▶ **PROBLEM DESCRIPTION**: From the listing below, retype exactly the line holding "Issue #2019, opened 2019-02-04", the line holding "checking for gcc option", and the lines between them; skip everything else.

-- RECORD SET follows --

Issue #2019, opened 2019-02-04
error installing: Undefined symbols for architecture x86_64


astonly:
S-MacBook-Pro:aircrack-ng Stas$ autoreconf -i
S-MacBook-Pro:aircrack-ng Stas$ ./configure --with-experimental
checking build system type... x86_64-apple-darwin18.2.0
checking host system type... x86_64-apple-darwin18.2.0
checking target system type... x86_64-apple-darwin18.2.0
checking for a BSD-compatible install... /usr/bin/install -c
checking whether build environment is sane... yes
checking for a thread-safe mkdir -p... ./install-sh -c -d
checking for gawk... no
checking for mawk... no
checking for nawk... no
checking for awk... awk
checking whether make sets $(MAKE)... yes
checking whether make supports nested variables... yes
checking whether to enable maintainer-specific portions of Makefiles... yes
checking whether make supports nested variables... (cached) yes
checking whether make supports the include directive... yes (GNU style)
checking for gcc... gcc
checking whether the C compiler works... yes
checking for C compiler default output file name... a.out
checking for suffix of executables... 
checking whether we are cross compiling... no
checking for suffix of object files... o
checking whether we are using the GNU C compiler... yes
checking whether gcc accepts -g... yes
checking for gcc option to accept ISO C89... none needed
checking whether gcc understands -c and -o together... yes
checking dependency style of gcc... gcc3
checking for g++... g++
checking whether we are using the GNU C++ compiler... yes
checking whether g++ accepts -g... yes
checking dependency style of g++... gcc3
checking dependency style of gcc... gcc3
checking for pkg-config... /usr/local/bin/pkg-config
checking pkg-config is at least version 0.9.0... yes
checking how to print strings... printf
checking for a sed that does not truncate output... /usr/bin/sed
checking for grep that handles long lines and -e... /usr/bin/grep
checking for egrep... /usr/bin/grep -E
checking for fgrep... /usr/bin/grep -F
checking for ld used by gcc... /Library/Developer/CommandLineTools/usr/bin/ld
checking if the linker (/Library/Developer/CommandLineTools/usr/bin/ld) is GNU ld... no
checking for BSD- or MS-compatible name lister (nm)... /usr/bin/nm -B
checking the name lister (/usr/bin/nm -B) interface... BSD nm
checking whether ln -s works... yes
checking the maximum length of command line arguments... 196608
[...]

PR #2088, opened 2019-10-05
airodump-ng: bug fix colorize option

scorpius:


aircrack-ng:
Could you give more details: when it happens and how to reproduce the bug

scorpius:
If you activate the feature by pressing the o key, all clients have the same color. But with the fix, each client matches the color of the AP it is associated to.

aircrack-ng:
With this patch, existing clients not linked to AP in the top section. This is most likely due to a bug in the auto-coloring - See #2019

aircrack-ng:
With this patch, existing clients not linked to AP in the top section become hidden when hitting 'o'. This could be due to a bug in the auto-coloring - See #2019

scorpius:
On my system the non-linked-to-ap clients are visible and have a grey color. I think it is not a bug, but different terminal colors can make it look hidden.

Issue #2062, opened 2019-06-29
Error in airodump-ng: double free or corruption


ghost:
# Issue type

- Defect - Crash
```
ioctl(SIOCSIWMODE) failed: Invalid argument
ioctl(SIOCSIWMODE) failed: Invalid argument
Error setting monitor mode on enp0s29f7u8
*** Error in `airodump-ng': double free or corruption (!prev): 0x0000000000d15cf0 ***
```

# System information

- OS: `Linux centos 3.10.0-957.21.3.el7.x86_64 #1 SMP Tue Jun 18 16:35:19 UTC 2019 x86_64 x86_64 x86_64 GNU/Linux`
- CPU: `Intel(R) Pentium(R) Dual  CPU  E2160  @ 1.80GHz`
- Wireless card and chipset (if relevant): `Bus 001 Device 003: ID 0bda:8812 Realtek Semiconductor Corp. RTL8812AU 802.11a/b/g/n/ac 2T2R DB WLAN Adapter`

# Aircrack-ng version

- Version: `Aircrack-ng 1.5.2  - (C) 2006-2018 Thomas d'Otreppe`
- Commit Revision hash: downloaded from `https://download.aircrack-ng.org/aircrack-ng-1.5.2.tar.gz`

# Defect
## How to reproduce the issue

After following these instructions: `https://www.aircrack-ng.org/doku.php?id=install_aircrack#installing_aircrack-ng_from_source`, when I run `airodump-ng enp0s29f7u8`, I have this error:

-- RECORD SET concluded --
-- RECORD SET follows --

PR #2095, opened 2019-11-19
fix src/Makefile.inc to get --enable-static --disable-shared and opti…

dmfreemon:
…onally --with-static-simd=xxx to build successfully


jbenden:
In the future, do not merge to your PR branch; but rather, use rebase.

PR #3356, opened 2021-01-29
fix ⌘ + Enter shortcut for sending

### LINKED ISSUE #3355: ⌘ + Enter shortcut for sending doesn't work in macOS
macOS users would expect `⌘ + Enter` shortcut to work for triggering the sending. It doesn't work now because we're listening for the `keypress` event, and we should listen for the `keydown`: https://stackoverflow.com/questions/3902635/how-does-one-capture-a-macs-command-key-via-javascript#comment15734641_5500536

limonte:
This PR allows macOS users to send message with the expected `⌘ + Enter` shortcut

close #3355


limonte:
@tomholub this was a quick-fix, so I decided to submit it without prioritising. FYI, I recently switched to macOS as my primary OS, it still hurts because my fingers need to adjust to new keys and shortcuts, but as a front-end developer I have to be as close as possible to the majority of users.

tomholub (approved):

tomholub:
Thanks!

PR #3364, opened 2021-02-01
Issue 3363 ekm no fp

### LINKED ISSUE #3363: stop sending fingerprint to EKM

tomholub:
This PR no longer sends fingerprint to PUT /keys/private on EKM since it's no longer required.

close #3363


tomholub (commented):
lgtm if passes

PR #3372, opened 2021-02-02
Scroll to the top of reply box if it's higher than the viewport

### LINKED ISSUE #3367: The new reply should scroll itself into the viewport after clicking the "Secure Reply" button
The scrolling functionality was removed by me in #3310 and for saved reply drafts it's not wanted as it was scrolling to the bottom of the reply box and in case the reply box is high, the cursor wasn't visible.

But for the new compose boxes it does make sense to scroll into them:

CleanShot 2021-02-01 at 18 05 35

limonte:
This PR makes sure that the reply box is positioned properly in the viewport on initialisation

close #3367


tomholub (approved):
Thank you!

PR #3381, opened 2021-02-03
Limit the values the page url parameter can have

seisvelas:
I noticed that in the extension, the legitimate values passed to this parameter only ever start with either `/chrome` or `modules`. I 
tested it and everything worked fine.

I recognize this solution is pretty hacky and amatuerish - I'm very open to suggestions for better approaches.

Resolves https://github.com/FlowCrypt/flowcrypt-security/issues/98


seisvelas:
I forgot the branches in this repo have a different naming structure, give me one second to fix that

-- RECORD SET concluded --
-- RECORD SET follows --

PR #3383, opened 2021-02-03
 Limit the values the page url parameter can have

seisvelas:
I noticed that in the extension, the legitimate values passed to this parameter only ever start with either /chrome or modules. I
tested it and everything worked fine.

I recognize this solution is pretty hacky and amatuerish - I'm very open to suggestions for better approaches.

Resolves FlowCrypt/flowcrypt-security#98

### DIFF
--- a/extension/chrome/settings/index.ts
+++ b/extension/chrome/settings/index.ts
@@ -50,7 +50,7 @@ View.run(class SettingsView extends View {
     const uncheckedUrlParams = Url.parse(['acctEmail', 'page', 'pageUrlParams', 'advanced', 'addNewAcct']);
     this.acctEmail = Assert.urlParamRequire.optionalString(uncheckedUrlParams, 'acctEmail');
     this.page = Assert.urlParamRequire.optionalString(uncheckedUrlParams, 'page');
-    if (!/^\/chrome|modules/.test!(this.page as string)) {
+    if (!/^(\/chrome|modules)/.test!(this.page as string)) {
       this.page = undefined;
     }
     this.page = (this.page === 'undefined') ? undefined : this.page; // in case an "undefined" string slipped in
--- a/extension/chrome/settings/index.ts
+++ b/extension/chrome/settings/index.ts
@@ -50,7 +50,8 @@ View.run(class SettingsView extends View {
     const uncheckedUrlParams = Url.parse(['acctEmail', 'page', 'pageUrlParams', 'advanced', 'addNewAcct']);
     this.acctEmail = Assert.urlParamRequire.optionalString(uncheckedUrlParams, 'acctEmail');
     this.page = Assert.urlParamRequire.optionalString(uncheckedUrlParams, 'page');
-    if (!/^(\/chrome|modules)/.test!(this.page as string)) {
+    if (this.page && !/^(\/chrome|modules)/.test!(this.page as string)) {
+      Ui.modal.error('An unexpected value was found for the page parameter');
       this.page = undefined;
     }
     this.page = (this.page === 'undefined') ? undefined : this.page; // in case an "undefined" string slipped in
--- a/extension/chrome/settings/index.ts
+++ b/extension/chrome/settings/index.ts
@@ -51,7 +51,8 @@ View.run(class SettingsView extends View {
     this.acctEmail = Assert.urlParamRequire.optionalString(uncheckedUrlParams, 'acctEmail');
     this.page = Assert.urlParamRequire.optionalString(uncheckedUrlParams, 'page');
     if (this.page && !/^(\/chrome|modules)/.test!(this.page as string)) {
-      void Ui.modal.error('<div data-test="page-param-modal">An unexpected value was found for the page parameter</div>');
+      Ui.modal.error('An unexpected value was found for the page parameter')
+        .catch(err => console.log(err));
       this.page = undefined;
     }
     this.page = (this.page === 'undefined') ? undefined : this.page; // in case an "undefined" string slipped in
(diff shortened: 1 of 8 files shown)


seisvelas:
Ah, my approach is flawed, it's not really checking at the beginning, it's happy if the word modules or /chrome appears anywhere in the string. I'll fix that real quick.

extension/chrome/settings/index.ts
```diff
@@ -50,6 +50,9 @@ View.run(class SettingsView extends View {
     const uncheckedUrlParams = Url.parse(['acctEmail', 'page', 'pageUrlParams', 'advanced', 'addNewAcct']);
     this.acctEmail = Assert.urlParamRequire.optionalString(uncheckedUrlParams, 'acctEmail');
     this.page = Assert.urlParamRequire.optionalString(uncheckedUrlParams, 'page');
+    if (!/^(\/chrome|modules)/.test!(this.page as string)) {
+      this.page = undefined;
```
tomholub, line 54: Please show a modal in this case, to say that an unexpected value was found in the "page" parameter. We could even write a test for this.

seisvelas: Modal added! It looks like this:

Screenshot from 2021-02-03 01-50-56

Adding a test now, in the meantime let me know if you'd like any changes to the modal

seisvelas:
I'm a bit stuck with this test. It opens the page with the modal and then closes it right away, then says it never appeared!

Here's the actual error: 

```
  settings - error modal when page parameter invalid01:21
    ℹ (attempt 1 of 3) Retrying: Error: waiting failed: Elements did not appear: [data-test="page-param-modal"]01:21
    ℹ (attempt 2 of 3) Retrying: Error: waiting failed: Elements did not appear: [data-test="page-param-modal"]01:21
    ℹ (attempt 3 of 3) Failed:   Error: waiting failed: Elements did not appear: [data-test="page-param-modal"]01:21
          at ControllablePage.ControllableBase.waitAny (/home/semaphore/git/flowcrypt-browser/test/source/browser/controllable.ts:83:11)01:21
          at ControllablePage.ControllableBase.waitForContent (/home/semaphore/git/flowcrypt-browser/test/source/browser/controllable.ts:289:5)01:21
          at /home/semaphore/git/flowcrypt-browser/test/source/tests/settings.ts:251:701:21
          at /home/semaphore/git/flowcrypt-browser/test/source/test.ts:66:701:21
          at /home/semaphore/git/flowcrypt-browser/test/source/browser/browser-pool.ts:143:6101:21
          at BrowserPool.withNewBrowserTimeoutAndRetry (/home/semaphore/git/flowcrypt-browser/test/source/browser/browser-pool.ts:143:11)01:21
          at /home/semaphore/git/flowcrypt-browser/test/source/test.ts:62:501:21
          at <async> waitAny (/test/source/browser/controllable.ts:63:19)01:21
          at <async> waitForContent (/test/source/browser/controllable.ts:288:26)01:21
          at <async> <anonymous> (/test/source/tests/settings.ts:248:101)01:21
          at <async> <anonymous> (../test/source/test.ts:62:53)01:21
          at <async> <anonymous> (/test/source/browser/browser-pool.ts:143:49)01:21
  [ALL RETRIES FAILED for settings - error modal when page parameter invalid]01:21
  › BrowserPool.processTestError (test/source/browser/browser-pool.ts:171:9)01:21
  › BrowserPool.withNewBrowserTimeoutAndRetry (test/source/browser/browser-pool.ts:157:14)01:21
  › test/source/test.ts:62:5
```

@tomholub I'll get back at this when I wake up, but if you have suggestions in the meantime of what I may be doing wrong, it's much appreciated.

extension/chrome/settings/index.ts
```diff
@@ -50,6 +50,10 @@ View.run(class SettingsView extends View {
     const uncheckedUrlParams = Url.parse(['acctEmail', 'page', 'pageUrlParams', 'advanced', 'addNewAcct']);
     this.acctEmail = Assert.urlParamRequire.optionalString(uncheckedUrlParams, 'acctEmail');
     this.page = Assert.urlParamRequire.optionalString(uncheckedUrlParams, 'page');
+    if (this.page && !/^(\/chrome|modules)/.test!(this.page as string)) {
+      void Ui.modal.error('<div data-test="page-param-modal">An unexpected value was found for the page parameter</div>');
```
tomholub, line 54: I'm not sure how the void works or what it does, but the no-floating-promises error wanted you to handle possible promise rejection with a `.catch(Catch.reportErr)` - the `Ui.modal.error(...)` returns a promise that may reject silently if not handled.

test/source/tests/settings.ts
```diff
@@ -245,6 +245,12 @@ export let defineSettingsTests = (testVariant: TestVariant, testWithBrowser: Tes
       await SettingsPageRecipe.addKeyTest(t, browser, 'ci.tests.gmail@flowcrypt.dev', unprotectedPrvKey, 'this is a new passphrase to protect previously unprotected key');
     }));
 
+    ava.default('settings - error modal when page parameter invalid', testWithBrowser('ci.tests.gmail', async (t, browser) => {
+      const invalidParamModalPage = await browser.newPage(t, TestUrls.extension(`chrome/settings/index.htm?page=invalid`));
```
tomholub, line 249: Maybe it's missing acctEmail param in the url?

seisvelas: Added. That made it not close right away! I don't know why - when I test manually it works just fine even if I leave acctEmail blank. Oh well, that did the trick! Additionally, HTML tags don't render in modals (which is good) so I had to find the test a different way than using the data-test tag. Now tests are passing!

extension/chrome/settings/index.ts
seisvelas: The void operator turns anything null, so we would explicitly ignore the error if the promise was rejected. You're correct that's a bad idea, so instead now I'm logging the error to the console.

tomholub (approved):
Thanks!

-- RECORD SET concluded --

▶ **RESPONSE TO THE EXERCISE**:
Issue #2019, opened 2019-02-04
error installing: Undefined symbols for architecture x86_64


astonly:
S-MacBook-Pro:aircrack-ng Stas$ autoreconf -i
S-MacBook-Pro:aircrack-ng Stas$ ./configure --with-experimental
checking build system type... x86_64-apple-darwin18.2.0
checking host system type... x86_64-apple-darwin18.2.0
checking target system type... x86_64-apple-darwin18.2.0
checking for a BSD-compatible install... /usr/bin/install -c
checking whether build environment is sane... yes
checking for a thread-safe mkdir -p... ./install-sh -c -d
checking for gawk... no
checking for mawk... no
checking for nawk... no
checking for awk... awk
checking whether make sets $(MAKE)... yes
checking whether make supports nested variables... yes
checking whether to enable maintainer-specific portions of Makefiles... yes
checking whether make supports nested variables... (cached) yes
checking whether make supports the include directive... yes (GNU style)
checking for gcc... gcc
checking whether the C compiler works... yes
checking for C compiler default output file name... a.out
checking for suffix of executables... 
checking whether we are cross compiling... no
checking for suffix of object files... o
checking whether we are using the GNU C compiler... yes
checking whether gcc accepts -g... yes
checking for gcc option to accept ISO C89... none needed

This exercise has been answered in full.